The lack of moat for market makers is partially because it is a secondary business for most of their competitors which provides benefits for their primary business and is not forced to stand alone.
In the case of the large investment banks (Citi, Morgan Stanley, Goldman, BAC, etc.), there are multiple benefits:
1. For firms that they have a prime broker relationship with (hedge funds, buy side, prop, etc) they will often stipulate that as part of their prime brokerage agreement the firm is obligated to send their firm through the investment banks infrastructure / market maker and if they chose to route to a different firm they will have to pay additional fees.
2. All of these firms have a substantial amount of "captive" order flow that originates from their retail broker and wealth management arms. Their market maker division gets exclusive rights to this.
3. They view it as a service they are expected to offer as part of an overall relationship with large customers. Not having this capability could be viewed as a negative when pitching large potential clients.
The second set of firms that often end up with market making firms are HFT/Prop firms (Wolverine, Two Sigma, Getco before Knight merger). In this case, these firms are already active on the major exchanges running their own HFT algos and trading their own accounts. At some point, they realize that by virtue of being a successful HFT they have created the vast majority of the infrastructure required to be a market maker for client flow and since the majority of the infrastructure can be shared any additional revenue they generate from attracting client order flow will offset the increasingly large costs of maintaining an up to date infrastructure. Furthermore, the idea of having some diversification from prop trading which is heavily dependent on volatility and volumes is extremely attractive. The interesting thing is that most firms don't move in this direction until their HFT profits have peaked because retail market making is far, far less profitable than successful prop trading.

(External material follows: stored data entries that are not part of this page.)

PR #2413, opened 2015-12-24
WT-2307 workaround for cursor next bug.

agorrod:
Detect when a cursor next returned an invalid result and retry
the next operation. Horrible since it adds a comparison into each
cursor next, but fixes the symptom until we can fix the underlying bug.


keithbostic:
This pull request is hopefully not needed, currently using #2415 instead.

The final problem these firms face is that all of their clients have relationships and connections with multiple of their competitors so in the case where a firm does get into trouble, their clients completely abandon them w/in hours. This is what happened with Knight during their blowup. In the couple days between the event and the announcement of the new investor buy-in, the majority of their clients had ceased to send _any_ orders to them. Why would they take even a modicum of risk when they can receive the exact same product at multiple other firms who did not have that same level of risk?
Thanks a lot for the explanation. Really great insight. I will keep it in mind. Sorry I am a little uninformed, but isn't the Volcker rule going to force the big banks out of this business?